Si Jamendo se fait passer auprès des artistes pour un militant dévoué de la libre diffusion et un substitut efficace à la SACEM et aux professionnels de l’industrie musicale, il en va tout autrement auprès des clients, à qui Jamendo affirme fièrement vendre de la « musique libre de droits ». Quid de la musique libre, grâce à laquelle Jamendo a développé sa notoriété ? Nada. D’ailleurs, la confusion entre « musique libre » et « musique libre de droits », que nous avions déjà soulignée il y a deux ans, continue délibérément d’être entretenue sur les bannières promotionnelles de Jamendo Pro, comme commencent à s’en rendre compte avec retard certains supporters de Jamendo. Même un ancien modérateur bénévole du forum de Jamendo appelle désormais sur son blog ses congénères à déserter « Jamendo Pro ». Et c’est toujours avec autant de morgue et de cynisme que Jamendo répond à son troupeau :

« La bannière restera telle quelle. Dans une démarche commerciale, c’est un argument pour accrocher des clients. »

Le dénommé « jammartin » qui s’abaisse ici à répondre dans le style concis à la mode dans les écoles de commerce prouve s’il en était besoin toute la considération qu’il a pour les artistes comme pour les clients. On tient là un beau specimen de capitaliste décomplexé. Sylvain Zimmer, lui, ne daigne plus depuis longtemps honorer l’indigent forum de Jamendo de sa présence.

Pour conclure sur une note encore plus comique, souvenons-nous de « l’argument » que Jamendo avait utilisé naguère pour « accrocher » les internautes : il s’agissait de proposer des « Récompenses graduées » aux téléchargeurs afin de lutter contre les « Ripostes graduées » mises en place avec Hadopi.

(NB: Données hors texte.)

PR #367, opened 2020-11-22
Add documentation for missing config options

wolfgangwalther:
Wanted to add documentation for `tx-rollback-all` and `tx-allow-override` and realized there were quite a few config options missing from the docs still.

Added placeholders for now, we gotta fill those. Suggestions welcome.

I also cleaned up the `postgrest --help` command a bit, while putting both the help and the docs next to each other. Consistent order in both now.

### DIFF
--- a/configuration.rst
+++ b/configuration.rst
@@ -39,6 +39,8 @@ db-anon-role             String             Y
 db-pool                  Int     10
 db-pool-timeout          Int     10
 db-extra-search-path     String  public
+db-channel               String  pgrst
+db-channel-enabled       Bool    False
 server-host              String  !4
 server-port              Int     3000
 server-unix-socket       String
@@ -47,11 +49,15 @@ openapi-server-proxy-uri String
 jwt-secret               String
 jwt-aud                  String
 secret-is-base64         Boolean False
+role-claim-key           String  .role
 max-rows                 Int     ∞
 pre-request              String
-app.settings.*           String
-role-claim-key           String  .role
+root-spec                String
 raw-media-types          String
+log-level                String  error
+tx-rollback-all          Boolean False
+tx-allow-override        Boolean False
+app.settings.*           String
 ======================== ======= =========  ========
 
 .. _db-uri:
@@ -130,6 +136,16 @@ db-extra-search-path
   This parameter was meant to make it easier to use **PostgreSQL extensions** (like PostGIS) that are outside of the :ref:`db-schema`.
 
   Multiple schemas can be added in a comma-separated string, e.g. ``public, extensions``.
+
+.. _db-channel:
+
+db-channel
+----------
+
+.. _db-channel-enabled:
+
+db-channel-enabled
+------------------
 
 .. _server-host:
 
@@ -219,27 +235,6 @@ secret-is-base64
 
   When this is set to :code:`true`, the value derived from :code:`jwt-secret` will be treated as a base64 encoded secret.
 
-.. _max-rows:
-
-max-rows
---------
-
-  A hard limit to the number of rows PostgREST will fetch from a view, table, or stored procedure. Limits payload size for accidental or malicious requests.
-
-.. _pre-request:
-
-pre-request
------------
-
-  A schema-qualified stored procedure name to call right after switching roles for a client request. This provides an opportunity to modify SQL variables or raise an exception to prevent the request from completing.
-
-.. _app.settings.*:
-
-app.settings.*
---------------
-
-  Arbitrary settings that can be used to pass in secret keys directly as strings, or via OS environment variables. For instance: :code:`app.settings.jwt_secret = "$(MYAPP_JWT_SECRET)"` will take :code:`MYAPP_JWT_SECRET` from the environment and make it available to postgresql functions as :code:`current_setting('app.settings.jwt_secret')`.
-
 .. _role-claim-key:
 
 role-claim-key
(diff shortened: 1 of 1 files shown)


steve-chavez:
> realized there were quite a few config options missing from the docs still.

Yeah. I didn't get the chance of including them in the docs. My usual workflow was: when close to a release, review all the items on the CHANGELOG and start working on docs for them.

steve-chavez:
>  My usual workflow was: when close to a release, review all the items on the CHANGELOG and start working on docs for them.

You know, it's not DRY, but that was the best workflow for me. Keeping the main repo light on details on the CHANGELOG and eventually work on docs. Switching repos is maybe what's annoying.

Sometimes the features require a long explanation that would be big for the git commit as well. Like this one http://postgrest.org/en/v7.0.0/api.html#estimated-count.

wolfgangwalther:
Absolutely, makes a lot of sense! I kind of realized that a bit later as well, when I went through the issue list in the repo here. It's not that they were forgotten, the docs were just not written yet. And adding them to the list, like I did, with maybe a bit of text will still not solve it 100%, because some of those features need a lot more text in other places as well, as you say.

I wonder whether that workflow might need to be adjusted now that we have the nightly builds. It seems important that the latest docs are kind-of-in-sync with the nightly, what do you think?

steve-chavez:
Yeah, so we can agree that the docs is in fact another project with its own set of issues(ideas, enhancements, etc).

> I wonder whether that workflow might need to be adjusted now that we have the nightly builds. It seems important that the latest docs are kind-of-in-sync with the nightly, what do you think?

Hmm.. maybe the nightly builds docs would be fine with just the main repo CHANGELOG(the issues are also there for context)? It's likely that users wanting to use the nightly have been following the issue.

That way we don't have to worry about switching to the docs whenever we do a feature on the main repo.

(In this case, the doc updating entry from the PR template should be removed as well: https://raw.githubusercontent.com/PostgREST/postgrest/master/.github/PULL_REQUEST_TEMPLATE.md)

Might be good enough. I don't have a better workflow for now.

wolfgangwalther:
> Yeah, so we can agree that the docs is in fact another project with its own set of issues(ideas, enhancements, etc).

Yes, absolutely. Merging repos (as suggested in the changelog issue) is not an option, I see the value of separate repos. Far more positives.

> Hmm.. maybe the nightly builds docs would be fine with just the main repo CHANGELOG(the issues are also there for context)? It's likely that users wanting to use the nightly have been following the issue.
> 
> That way we don't have to worry about switching to the docs whenever we do a feature on the main repo.
> 
> (In this case, the doc updating entry from the PR template should be removed as well: https://raw.githubusercontent.com/PostgREST/postgrest/master/.github/PULL_REQUEST_TEMPLATE.md)
> 
> Might be good enough. I don't have a better workflow for now.

For me, the workflow of implementing features and delaying docs until the next release does not work for two reasons:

Jamendo, décidément n°1 de la musique libre, se plaçait ainsi du côté des libre-téléchargeurs. A présent, Jamendo demande à être labellisé auprès d’Hadopi. Amusant, non ?

Du berger à la bergère…

Vendredi 10 juillet 2009

Sans doute parce que ce qui se passe avec notre pétition les gène très fortement aux entournures, les responsables de Jamendo réagissent rapidement, mais un peu dans le désordre.

Changement des bannières :

Avant :

libre de droits

libre de droits

libre de droits

libre de droits

Après :

libre de droits

libre

libre de droits

libre

http://imgjam.com/mandarine/firsttime/pub_pro_fr.gif

Mais ils ont un moment oublié de modifier (ou supprimer) celle là :

libre de droitshttp://imgjam.com/banners/21/carre_21_fr.gif

Promesse a été faite aussi que, à partir du 15 juillet, les boutons « acquérir une licence d’utilisation commerciale » ne seraient plus imposés par défaut sur tout le catalogue de Jamendo.

C’est déjà ça. Mais restons vigilants.

Pour que vive la musique libre

Lundi 6 juillet 2009

Le Comité de vigilance contre le détournement mercantile des licences ouvertes invite les artistes, diffuseurs, auditeurs, internautes et citoyens à se mobiliser pour la défense de la musique libre.

Les licences ouvertes n’ont pas été conçues pour servir les stratégies d’entrepreneurs en quête de matière première gratuite. La musique libre n’est pas « libre de droits ». Elle n’a pas à servir de support publicitaire. Elle n’a pas besoin pour exister de pseudo-réseaux sociaux ou de la fumeuse « visibilité » que promettent des start-ups aux dents longues à des artistes aveuglés par leur soif de reconnaissance.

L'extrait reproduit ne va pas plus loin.